Global data object¶
Think of the case where your workflow contains tasks with the following functionality:
Read indata and perform intermediate calculations.
Perform main calculation based on results from previous step.
Report results.
How would you make the results from step 1 available for step 2? One solution could be to write the results to a file in step 1, and later use this file as input in step 2. This is a good solution if step 2 is a program call that actually relies on reading input files, but for a more data-driven workflow with pure Python functions, this is not optimal.
A better solution would be to have a common space that different functions can access for storing and reading data as pure Python objects. This is where the global data object g comes into play. g is part of the context that is set up when caliber is imported in your Python scripts or modules.
Import it in your modules
If you have a data-driven workflow based on functions collected in a separate module: use g to access data across the different functions. Import caliber in your module and access g from the context caliber.context.g or import the context directly from caliber import context and access it from the context as context.g.
Under the hood of the global data object
The global data object is a namespace object, i.e. a container for symbolic names along with objects that the names refer to. Think of it as a custom dictionary. In fact, g implements common dict methods like .get(), .pop(), .setdefault(), and .clear(), e.g. context.g.get('answer', 42). You can even represent it as a dict by dict(context.g), or check if an attribute is set by answer in context.g.
In the example below, functions.py defines three functions representing the functionality described above. g is available to the functions from context after the import on line 1. Notice that only sum_list() takes arguments, and that the other functions operate on data in g. The workflow is defined in main.py, and is run by typing caliber workflow run main.json after creating main.json with py main.py.
Try experimenting with setting different values on line 9 in main.py to see the workflow operate on another set of input. Also, try commenting out line 6 in functions.py to trigger the else branch in print_results().
1from caliber import context, print
2
3
4def sum_list(*args):
5 """Sum numbers in a list."""
6 context.g.input = args
7 context.g.sum = sum(args)
8
9
10def square():
11 """Calculate the square of a number."""
12 context.g.square = context.g.sum**2
13
14
15def print_result():
16 """Prints the input and output of the workflow."""
17 # Get dict representation of g
18 g_dct = dict(context.g)
19
20 # Print input
21 if 'input' in context.g:
22 print('The input:')
23 print(' '.join(f'{number:.2f}' for number in g_dct['input']))
24 else:
25 print('No input stored in g')
26
27 # Print output
28 print(f'The sum:\n{g_dct["sum"]:.2f}')

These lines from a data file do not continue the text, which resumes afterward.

PR #434, opened 2025-11-12
Solisoma week6

solisoma:
# BootCamp PR Week6: Sentiment Trader

## What I Built

Extended Day 5's Autonomous Traders by adding:
- **Custom MCP Server** (`sentiment_server.py`) - 3 tools for real-time news sentiment analysis
- **5th Trader: Solisoma** - Sentiment-driven momentum trader that checks news before every trade

### 1. **MCP Servers Are Surprisingly Simple**
I thought building a custom MCP server would be complex, but FastMCP made it straightforward. The hardest part wasn't the MCP protocol it was making the **web scraping robust**.

### 2. **DRY vs. Pragmatism**
Initially tried to reuse parent files to avoid duplication. This created massive complexity - import order issues, path problems, and fragile dependencies. Spent hours debugging "Connection closed" errors just from wrong working directories.
Final decision: Copied all needed files into solisoma/ folder. Yes, it duplicates code. But it's self-contained, won't break when parent files change, and actually works reliably.

### 3.  **API Mistake**
Found a bug in `market.py` - the `is_market_open()` function only checked for `"open"`:
```python
return market_status.market == "open" 
```
But Polygon API returns **three states**: `"open"`, `"extended-hours"`, and `"closed"`. The original code prevented trading during pre-market (4-9:30 AM) and after-hours (4-8 PM) even though these are valid trading windows.
**Fix:**
```python
return market_status.market in ["open", "extended-hours"]
```

### DIFF
--- a/6_mcp/community_contributions/solisoma/sentiment_server.py
+++ b/6_mcp/community_contributions/solisoma/sentiment_server.py
@@ -208,3 +208,6 @@ async def analyze_overall_sentiment() -> str:
     except Exception as e:
         return f"Error analyzing market sentiment: {str(e)}"
 
+
+if __name__ == "__main__":
+    mcp.run(transport='stdio')


ed-donner:
Hmm - I don't understand how the sentiment mcp server could be working. You don't appear to ever call mcp.run() in that module, so it can't be running?

solisoma:
I have updated it 
I somehow ommitted it

ed-donner:
OK sounds good - thanks much

PR #437, opened 2025-11-12
Kwabena bootcamp week 2

kbaah:
deep research

i think openai's agent sdk is amazing! try out my deep research tool which gathers clarifications before going off to research


ed-donner:
Very nice - thanks Kwabena

PR #439, opened 2025-11-12
Kwabena Bootcamp Week4

kbaah:
sidekick

Incorporating user memory and session management proved time consuming but that would be a good thing to add in future.


ed-donner:
OK many thanks

PR #447, opened 2025-11-12
(Oct 2025 Bootcamp): Add AutoTrader components including accounts management, trading logi…

hopeogbons:
# AutoTrader

trades

### Original Problem Identified:
I observed that in the legacy implementation, each trader spawned its own set of MCP server subprocesses independently. Specifically, each of the 4 traders created 8 separate subprocesses per trading cycle:

- 2 temporary subprocesses when the application code called accounts_client functions to read account data and strategy
- 6 persistent subprocesses for the trader agent's MCP servers (3 trader servers: accounts, push, market; and 3 researcher servers: fetch, brave search, memory)

This resulted in 32 total subprocesses per cycle (8 × 4 traders), with significant duplication since all traders needed access to the same accounts, push, and market servers.

### Solution Implemented:
I refactored the application to use an orchestrator pattern with shared MCP server connections. The OrchestratorAgent class (which is a resource management coordinator, not an AI agent) now:

- Creates shared trader MCP servers once (3 servers: accounts, push, market) that all 4 trader agents access simultaneously
- Creates dedicated researcher MCP servers per trader (2-3 servers each) since they require separate memory databases for knowledge isolation
- Passes these pre-initialized connections to each trader agent instead of having them spawn their own

### Performance Improvement:
- Before: 32 subprocesses (8 per trader × 4 traders)
- After: 11-15 subprocesses (3 shared trader servers + 2-3 researcher servers per trader)
- Reduction: ~75% fewer subprocess spawns

This architectural change significantly reduces process forking overhead, improves resource utilization, and accelerates overall system performance by eliminating redundant MCP server instances while maintaining full functionality and agent autonomy.

### DIFF
--- a/6_mcp/community_contributions/AutoTrader_hopeogbons/accounts.py
+++ b/6_mcp/community_contributions/AutoTrader_hopeogbons/accounts.py
@@ -1,0 +1,186 @@
+from pydantic import BaseModel
+import json
+from dotenv import load_dotenv
+from datetime import datetime
+from market import get_share_price
+from database import write_account, read_account, write_log
+
+load_dotenv(override=True)
+
+INITIAL_BALANCE = 10_000.0
+SPREAD = 0.002
+
+
+class Transaction(BaseModel):
+    symbol: str
+    quantity: int
+    price: float
+    timestamp: str
+    rationale: str
+
+    def total(self) -> float:
+        return self.quantity * self.price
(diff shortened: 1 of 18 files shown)


ed-donner:
Very interesting point, Hope! Thank you for that - nicely done - and an interesting approach

PR #448, opened 2025-11-12
GenAI Bootcamp - Week 6 PR Content Quality Auditor

smqd19:
The **Content Quality Auditor** is an MCP-compliant agent that evaluates a piece of content for readability, SEO effectiveness, tone, and plagiarism risk.
 It is built on top of the OpenAI Agents SDK and FastMCP, showing a complete end-to-end flow where:

1. The MCP server exposes modular tools.
2. The LLM agent connects to that server dynamically.
3. A lightweight UI lets the user submit a URL or HTML text for auditing.
4. The analysis results are returned as both a human-readable report and a structured JSON record saved to a local database.

**File-Level Explanation**
1. `seo_audit_server.py`
 Defines the MCP server and all modular tools (`compute_readability`, `compute_seo`, `compute_tone`, `compute_plagiarism`, and `full_audit`).
 Each tool runs independently and returns structured data. The server operates via STDIO so it can be discovered and used dynamically by the agent without any hardcoded imports.
6. `auditor.py`
 Implements the LLM agent that connects to the MCP server at runtime.
 It uses the `Agent`, `Runner`, and `MCPServerStdio` classes from the Agents SDK to send the user’s query to the model, allow it to call the MCP tools, parse the JSON output, and store the results in the database.
 This file is the orchestration layer where the model’s reasoning and the server’s tool execution meet.
7. `database.py`
 Creates and manages a simple SQLite database (`audits.db`).
 Every audit result, along with its metadata and JSON report, is written automatically for recordkeeping and later review.
8. `audit.py`
 Defines the structured `AuditResult` dataclass used for consistent report formatting and scoring.
 It ensures all outputs share the same schema and grading logic.
9. `app.py`
 Provides a clean Gradio-based front end for interacting with the auditor.
 Users can enter a URL or paste HTML, trigger the audit, and immediately see the generated report.
 It calls the `run_audit_agent()` function from `auditor.py` and displays the model’s Markdown summary and structured findings.

image
image (1)

### DIFF
--- a/6_mcp/community_contributions/muhammad_qasim_sheikh/app.py
+++ b/6_mcp/community_contributions/muhammad_qasim_sheikh/app.py
@@ -1,0 +1,55 @@
+import gradio as gr
+import requests
+from auditor import run_audit_agent
+
+
+DEF_HTML = """<html><head><title>Sample</title><meta name="description" content="Demo article"></head>
+<body><h1>Hello world</h1><p>This is a simple demo paragraph that is fairly easy to read. It avoids complex structures.</p></body></html>"""
+
+def fetch_url(url: str) -> str:
+    if not url:
+        return ""
+    try:
+        r = requests.get(url, timeout=15)
+        r.raise_for_status()
+        return r.text
+    except Exception as e:
+        return f"Error fetching URL: {e}"
+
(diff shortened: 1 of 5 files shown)


ed-donner:
Yep, that works. Thank you.

PR #449, opened 2025-11-12
sach91 bootcamp week6 exercise: MCP with ollama+docker+telegram

sach91:
## MCP using ollama models + telegram notification + docker container

First generate a report from LLM based on past knowledge. Then an evaluator model checks if this report is sufficient (like for simple historical questions). Otherwise, for cases like the query needs recent information, evaluator model rejects the report and initiates web-search and then uses it to for generating report. This filters the need for invoking the time consuming web-search approach. The process uses calls to MCP server for managing various operations.

```mermaid
flowchart TD
    A[Initial Report]
    B[Eval Model]
    C[Plan Search]
    D[Perform Search]
    E[Summarize]
    F[Timestamp]
    G[Send Message]

    A --> B
    B -->|Fail| C
    C --> D --> E --> F --> G
    B -->|Pass| E

    %% Make Eval Model red
    style D fill:#ffcccc,stroke:#ff0000,stroke-width:2px
    style F fill:#ffcccc,stroke:#ff0000,stroke-width:2px
    style G fill:#ffcccc,stroke:#ff0000,stroke-width:2px
```
*Red Blocks support MCP server calls for providing the functionality.* 

### Some Challenges and Insights
1. Free models using ollama are also competent to perform deep research.
2. It is not easy to control tool calls using Ollama for (llama 3.2) models, need to use fail-safe exceptions to control the call count from litellm level.
3. Implemented local web-search using [DuckDuckGo](https://duckduckgo.com) free search engine.
4. Used Docker for secure python execution to get timestamp information, which is added in the response.
5. Used OpenAI Traces for accessing logs and calls.
6. Telegram Notification, Web Search and Docker call are managed through MCP server.
7. Experienced that free models can handle agentic tasks to reasonable level.
8. Amazed to see Google Gemini goofing up (see below). 

### Some situations

1. **Query for Historical Data: Who was Alan Turing** 
    Process: Evaluator accepts the initial model report, web search not needed.
    Gradio Report:
    image
    Telegram Notification:
    image

2. **Query for Recent Information: Who won Turing Award in 2025**
    Process: Evaluator rejects the initial model report, web search is performed.
    Gradio Report:
    image
    Telegram Notification:
    image

3. It should be noted that the model knowledge cut-off date was December 2023, and the above information was only feasible due to the web-search.
    image

4. Strangely, asking the same question to Google goofed Gemini, which marked the 2024 winners as of 2025. 
    image

    I confirmed from ACM website that our answer is correct:
    https://www.acm.org/media-center/2025/march/turing-award-2024

### DIFF
--- a/6_mcp/community_contributions/sach91-mcp-ollama-telegram/Dockerfile.pyrepl
+++ b/6_mcp/community_contributions/sach91-mcp-ollama-telegram/Dockerfile.pyrepl
@@ -1,0 +1,12 @@
+FROM python:3.12-slim
+
+# Optional: add a few safe libs you want the REPL to have
+RUN pip install --no-cache-dir numpy sympy
+
+# Create an unprivileged user
+RUN useradd -m -u 1000 sandbox
+USER sandbox
+WORKDIR /home/sandbox
+
+# Keep Python quiet and unbuffered
+ENV PYTHONDONTWRITEBYTECODE=1 PYTHONUNBUFFERED=1
--- a/6_mcp/community_contributions/sach91-mcp-ollama-telegram/app.py
+++ b/6_mcp/community_contributions/sach91-mcp-ollama-telegram/app.py
@@ -1,0 +1,23 @@
+import gradio as gr
+from dotenv import load_dotenv
+from research_manager import ResearchManager
+
+load_dotenv(override=True)
+
+
+async def run(query: str):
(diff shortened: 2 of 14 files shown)


ed-donner:
Gotcha - simple and nicely integrated with a prior project. Thanks.

PR #457, opened 2025-11-13
Add OpenAI projects: MedReach and AskMyCV

lisekarimi:


ed-donner:
Thanks so much @lisekarimi !

PR #461, opened 2025-11-14
Two new practice projects. One exploring tolls and prompts and the other exploring tools, guardrails and handoffs.

glafrance:


ed-donner:
Thanks so much @glafrance - a ton of work here

PR #474, opened 2025-11-23
Feature: Added example for Week 1 Day 3 (Medical Note Agentic Workflow with Evaluation)

narquette:
# Overview

- Added a new community example for week 1 day three using note text from mTSamples.
- The agentic workflow asks different models to look at the note and output mentioned diagnoses with the corresponding ICD10CM note information with another model performing a ranking each model output.

# Other Notes

- Pydantic-settings can be something that is used in other notebooks to store the API keys. The class will automatically look for mentioned environment values and override the default values.
- Enumerate can also have a start index (start=1)


ed-donner:
Very nice! Thank you

PR #33315, opened 2019-10-22
refactor(core): better error message for undecorated-classes-with-di migration

devversion:
Currently if one of the project targets could not be analyzed
due to AOT compiler program failures, we gracefully proceed
with the migration. This is expected, but we should not
print a message at the end of the migration that the migration
was _successful_. The migration was only done partially, hence
the migration is potentially incomplete and we should make it clear that once
the failures are resolved, the migration should be re-run.


rbuzzibarrios (approved):

kara (approved):
LGTM

kara:
@devversion Can you rebase?

PR #33318, opened 2019-10-22
fix(i18n): handle legacy message ids in ICUs

petebacondarwin:
All but the last commit are just refactorings that made it easier for me to understand what is going on. The bug fix is in the last commit.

29 print(f'The square:\n{g_dct["square"]:.2f}')
1import caliber
2import functions
3
4# Define tasks
5sums = caliber.Task(
6 function=functions.sum_list,
7 name='Calculate sum',
8 args=[
9 1.0, 4.2, 3.14, 6.3
10 ],
11)
12
13squares = caliber.Task(
14 function=functions.square,
15 name='Calculate square of sum',
16)
17
18prints = caliber.Task(
19 function=functions.print_result,
20 name='Print input and output',
21)
22
23# Collect tasks in process
24calculation = caliber.Process(
25 name='Calculation',
26 tasks=[
27 sums,
28 squares,
29 prints,
30 ],
31)
32
33# Create workflow
34do_calculation = caliber.Workflow(
35 process=calculation,
36 name='Calculate square of sum of list',
37)
38
39do_calculation.to_json('main.json')
Potential footgun
When one function does changes on g as part of it’s execution, these changes will be available to other functions. A common use case is where one function creates input to another, e.g. a list with data. Other functions might need to operate on this list, e.g. adding or subtracting values, or even appending or popping items. Lists or dicts that are accessed from g should therefore be turned into instances that are local to the scope of the function through list or dict comprehension, to avoid introducing hard-to-detect bugs by accidentally editing data that other functions rely on.